PR #3129, opened 2024-02-17
LF-4120 Add fields to animal and animal batch tables

kathyavini:
**Description**

This begins setting up the backend for the animal & animal batch removal functionality by:
- Creating the animal_removal_reason enum table
- Adding removed, animal_removal_reason_id, and removal_explanation properties to animal and animal_batch
- Creating a GET endpoint for fetching the values in the enum table (I used animal_sex as a template)

Jira link: https://lite-farm.atlassian.net/browse/LF-4120

**Type of change**

**How Has This Been Tested?**

- [ ] Passes test case
- [x] Other (please explain)

Test for the new GET endpoint is animal_removal_reason.test.js. I tested the model validation and database schema check (i.e. the requirement for providing an `animal_removal_reason_id` using Postman on the existing POST endpoints for animal and batch.

**Checklist:**


antsgar (dismissed):
It all looks good to me, nice job! 🙌

packages/api/src/models/animalBatchModel.js
```diff
@@ -51,9 +51,21 @@ class AnimalBatchModel extends baseModel {
...
       additionalProperties: false,
+      if: {
+        properties: {
+          removed: { const: true },
+        },
+        required: ['removed'],
+      },
+      then: {
+        required: ['animal_removal_reason_id'],
+      },
```
kathyavini, line 68: This if-then on the schema is only triggering on POST (which was the only controller that existed at the time I wrote this) and not on PATCH. Therefore it's not a useful approach (and not my favourite syntax either) soI'll remove it in the PATCH PR, in favour of either some other custom model function or just sticking with the database validation.

packages/api/src/models/animalBatchModel.js
```diff
@@ -51,9 +51,21 @@ class AnimalBatchModel extends baseModel {
         id: { type: 'integer' },
         name: { type: 'string' },
         notes: { type: ['string', 'null'] },
+        removed: { type: 'boolean' },
```
Duncan-Brain, line 54: I know its in the ticket but is this necessary? Could we not just:

`animal_removal_reason_id = null === removed= false`
and
`animal_removal_reason_id != null === removed= true`

This has the added benefit of not needing constraints or checks

Duncan-Brain (changes requested):
Tests run successfully !

I really don't think it makes sense to have the `removed` boolean property since we can infer it from the id's existence. It is causing the need to add complex checks.

If I am wrong and we do go that route the reverse check is maybe needed since the following still possible: To have removed == false, and animal_removal_id + reason set to some value.

packages/api/src/models/animalBatchModel.js
kathyavini: Oh my gosh I think I love that idea 😂  Let me run through the logic in the PATCH controllers + tests to see if holds up cleanly throughout the whole flow.

kathyavini: @antsgar what do think? It's super easy to implement on the backend (particularly if we don't care about keeping `animal_removal_reason_id` and the optional string `removal_explanation` in sync, which the current code doesn't do anyway.

The only drawback I can think of is that throughout the app we're going to be checking/filtering on `animal.animal_removal_reason_id` which is awkward compared to `animal.removed`. We could generate a `removed` property on the frontend, but I feel like making the RTK Query-managed entity start to diverge from the backend like that would be a mistake that would just confuse us later... if we want a `removed` property I think it should be in the database, and @Duncan-Brain is right, we would need the opposite check on it too.

So I could go either way with this...!

Duncan-Brain (approved):
Very nice!

antsgar (approved):

PR #3141, opened 2024-02-27
LF-4118 create DELETE endpoints for animals and batches

kathyavini:
**Description**

Adds DELETE endpoints for animals and animal batches.

- Since deleted records are not included in the historical tracking, they shouldn't have any need to store deleted date
- As part of this PR, deleted records are filtered out from the related animal / animal batch id arrays on animal group GET (as discussed as a group during pointing). Animal group POST already disallowed using deleted records

Jira link: https://lite-farm.atlassian.net/browse/LF-4118

**Type of change**

**How Has This Been Tested?**

- [x] Passes test case
- [ ] Other (please explain)

**Checklist:**


packages/api/src/controllers/animalBatchController.js
```diff
@@ -149,6 +149,63 @@ const animalBatchController = {
       }
     };
   },
+
+  deleteAnimalBatches() {
+    return async (req, res) => {
```
antsgar, line 154: This PR's working great! As a potential improvement, I was thinking that in this particular case the code for deletion for both animals and batches seems to be almost identical, except for the different model they use, so this would be a good case to abstract away into a middleware. I tried it out in a separate branch, `middleware-for-common-code` -- essentially the middleware receives the model and handles the deletion logic. I did have to make the error messages a bit more generic, they could be customized with a parameter too but it didn't seem worth the trouble. Can you take a look and let me know your thoughts?

kathyavini: Cool, I love it!!

My only hesitation is with the concept of doing CRUD in middleware itself, because I would have thought that is so completely a controller action. Logically I would lean towards doing the loop that checks on IDs (which is the bulk of the middleware code anyway) in this function (and maybe even extend it to handle the other routes that do the same check on the `req.body` array?) but still let the controller do the actual deletion 🤔 

But if handling the whole CRUD in middleware is a legitimate pattern that I just haven't heard of yet, then I'm fine with fine with giving it a go; it reads very well.

antsgar: Yup that's a really good point, I kinda thought about that too! It is a bit weird to have a middleware without any associated controller method being called after it. I like your idea of abstracting everything except for the actual deletion!

antsgar (dismissed):
Love the final outcome!

packages/api/src/middleware/checkAnimalEntities.js
```diff
@@ -0,0 +1,70 @@
+import { Model, transaction } from 'objection';
+import { handleObjectionError } from '../util/errorCodes';
```
Duncan-Brain, line 2: My backend was crying that this isn't errorCodes.js

packages/api/src/middleware/checkAnimalEntities.js
```diff
@@ -0,0 +1,70 @@
...
+      const invalidIds = [];
+
+      for (const id of idsSet) {
+        // For query syntax like ids=,,, which will pass the above check
+        if (!id || isNaN(Number(id))) {
+          await trx.rollback();
+          return res.status(400).send('Must send valid ids');
+        }
+
+        const existingRecord = await model
```
Duncan-Brain, line 44: I can't help but wonder if there is a way to do this in one query so that a trx is not needed. While unlikely... having two trx (here and then in delete) means the existing record status could (extremely unlikely) change between the time between actions.

packages/api/src/middleware/checkAnimalEntities.js
```diff
@@ -0,0 +1,70 @@
...
+      if (invalidIds.length) {
+        await trx.rollback();
+        return res.status(400).json({
+          error: 'Invalid ids',
+          invalidIds,
+          message:
+            'Some entities do not exist, are already deleted, or are not associated with the given farm.',
+        });
+      }
+
```
Duncan-Brain, line 64: I think you need a trx.commit() here so that the trx does not stay open. (or pass it to the next() even? I dunno if thats a possible thing so that 2 trx are not made)

Duncan-Brain (changes requested):
Tests and postman testing works well!

Only blocker for me is the `'.js'` otherwise my backend crashes and adding `trx.commit()`.  I am surprised it does not crash for you both? Seems like all the other middleware uses `'.js'`. 

Some notes I have generally - non blockers:

1. The delete with query params surprised me -- so I looked up other patterns here https://stackoverflow.com/questions/21863326/delete-multiple-records-using-rest. What I took from it was:
  - So there is a possibility (very unlikely) of reaching a URI char limit with this pattern I think they sometimes limited to 2000 chars.
  - I think the reason we are not using a POST or PATCH is that our existing soft-delete pattern is DELETE right?
  - If we did use post or patch then we could use a regular array without splitting the string on comma -- small but satisfying.

2. We've already talked about this in the daily - But for me one really nice thing about following the crop plan delete pattern of hard deleting the animal from the group join, (or even adding a deleted property to the group join) is more strightforward (vs builder) modifiers in the model relations. It seems reasonable to me that the deleted animal leaves the group if the animal never existed, or is not allowed to be deleted if in group (must be removed (hard-deleted) manually before that can be done). It could always be added back to the group manually if for some reason we wanted to un-delete it.

kathyavini:
Thanks @Duncan-Brain!! Huh, I do see the API crash now. I wonder why the test suites behave differently re:imports and don't care.

Neat, I did not know about the [char limit](https://stackoverflow.com/a/26809439/15876096)! I think we could even write a chai test for this, but I'm not sure if that will be accurate to how the real app behaves (e.g. we might hit an [nginx limit](https://stackoverflow.com/questions/1067334/how-to-set-the-allowed-url-length-for-a-nginx-request-error-code-414-uri-too) before the Node limit). I think I'd just to keep it in mind for the time being but make sure we test this on beta. It won't even require creating hundreds of animals since the failure will happen before that point.

I actually find the modifier approach kind of elegant 😉 But after our discussion yesterday I was assuming we are more likely to go with the `deleted` property on the join table approach (when we can start removing animals from groups), so we aren't in some hybrid state of soft delete + irrevocable data loss -- I was quite convinced by that argument, actually. I mean, we tell the client "animal never existed" but that's just the client; for us we are making the effort to create a soft delete, so why throw away some but not all data at the same time?

packages/api/src/middleware/checkAnimalEntities.js
kathyavini: _Can_ you pass it in `next()`??? I'll commit it, thanks for catching 😄

packages/api/src/middleware/checkAnimalEntities.js
kathyavini: I was a little worried by the separate transactions too; actually even opening a transaction in middleware seems a little strange!

In this particular case, what you describe should be safe because the only status that could change like that would be `deleted` itself (record farm ownership isn't going to change) and a re-DELETE on a deleted record won't do anything other than bump the updated properties.

packages/api/src/middleware/checkAnimalEntities.js
kathyavini: Thank you! 🙏

packages/api/src/middleware/checkAnimalEntities.js
Duncan-Brain: I dno haha -- seems reasonable to me!

Duncan-Brain:
Yeah I think I am good with the modifier in general. But query builder queries specifically get more confusing for me. Not terrible just makes me think a little harder. lol

Duncan-Brain (approved):

PR #3682, opened 2025-02-06
LF-4722 Backend container crashes due to missing server.js file

kathyavini:
**Description**

This PR moves the backend's tsc (`npm run build`) step into the Dockerfile (image creation).

What is happening now:
1. Backend image is built according to Dockerfile, and all assets (ts) are copied
2. `npm run start:prod` is run once the image is complete. This is supposed to run `tsc` and output js. The output js (server.js) is then run
3. `server.js` file can't be located, and the container crashes (see Jira ticket). I don't know if `/dist` was output because it's not part of the image and the container is crashed at this point so I can't `exec -it` it!

What I would like to do is run tsc within the Dockerfile so the `dist/` file is included in the image

It's a diagnostic change because I want to inspect the `/dist` folder using the built image, but there are also a few Stack Overflow code examples that show this pattern so it might be preferable anyway
- [Can not build typescript on Dockerfile](https://stackoverflow.com/a/61205563)
- [How to compile typescript in Dockerfile](https://stackoverflow.com/a/52298481)

Anyway, whatever the issue is, it's specific to Docker as `npm run start:prod` works fine locally to build, create `/dist` and run `server.js`.

Jira link: https://lite-farm.atlassian.net/browse/LF-4722

**Type of change**

**How Has This Been Tested?**

- [ ] Passes test case
- [x] Other (please explain)

Haven't really tested, I don't think I have an up to date local Docker setup at the moment...

**Checklist:**

### DIFF
--- a/packages/api/package.json
+++ b/packages/api/package.json
@@ -13,7 +13,7 @@
     "test-end2end": "jest endToEnd",
     "jest-w": "jest --watch",
     "start": "set NODE_ENV=development&& node --import @swc-node/register/esm-register src/server.ts",
-    "start:prod": "npm run build && node dist/api/src/server.js",
+    "start:prod": "node dist/api/src/server.js",
     "build": "rimraf dist && tsc -p src/tsconfig.json",
     "dev": "set NODE_ENV=development && node --watch --import @swc-node/register/esm-register src/server.ts",
     "debug-email-template": "DEBUG=email-templates npm run dev",
--- a/packages/api/prod.Dockerfile
+++ b/packages/api/prod.Dockerfile
@@ -10,4 +10,6 @@ COPY ./api/ /usr/src/app/
 
 COPY ./shared/ /usr/src/shared/
 
+RUN npm run build
+
 CMD npm run migrate:dev:db && npm run start:prod || echo // `date` >> crashlog.js 


Duncan-Brain:
I don't think typescript is installed, it is a dev dependency. Your links show a few examples. I think also explain why it works locally -- could try trashing local packages and local dist to test.

packages/api/package.json
```diff
@@ -13,7 +13,7 @@
     "test-end2end": "jest endToEnd",
     "jest-w": "jest --watch",
     "start": "set NODE_ENV=development&& node --import @swc-node/register/esm-register src/server.ts",
-    "start:prod": "npm run build && node dist/api/src/server.js",
+    "start:prod": "node dist/api/src/server.js",
```
Duncan-Brain, line 16: should we rename to just `start` while we are here ;)

antsgar (approved):

kathyavini:
> I don't think typescript is installed, it is a dev dependency.

@Duncan-Brain honesty I was surprised it worked. Unless dev dependencies work differently than I thought, I think it may be the line

`NODE_ENV: integration`

in the docker-compose.beta.yml file, in which case we could expect a failure at that same point in prod 🤔 And as you mentioned with the typescript-related dependencies beyond typescript itself, it might be a bit of a messy failure. I think I'll make a ticket but leave it for the time being? A contributor with interest in Docker might want to pick it up and test.

Duncan-Brain:
@kathyavini could be that line yes maybe. We should also use `npm ci` on prod, could be that too.

At least we found the typo/path thing. We should prob change docker instead of npm script but its all good for now. Hopefully nothing else relies on `/api` path to that end.

kathyavini:
> Hopefully nothing else relies on /api path to that end.

@Duncan-Brain it's funny, I had the exact opposite thought. The Docker container has ALWAYS been on `/app` so I would be more weary of changing the dockerfile and introducing an issue than the `start:prod` script, which isn't used anywhere else. But probably the reality is that all the filepaths are relative and either would have worked!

..............................

* **WHAT THE TASK ASKS**: Copy out every line of the listing that includes the string "added".

* **WRITTEN REPLY**:
This has the added benefit of not needing constraints or checks
2. We've already talked about this in the daily - But for me one really nice thing about following the crop plan delete pattern of hard deleting the animal from the group join, (or even adding a deleted property to the group join) is more strightforward (vs builder) modifiers in the model relations. It seems reasonable to me that the deleted animal leaves the group if the animal never existed, or is not allowed to be deleted if in group (must be removed (hard-deleted) manually before that can be done). It could always be added back to the group manually if for some reason we wanted to un-delete it.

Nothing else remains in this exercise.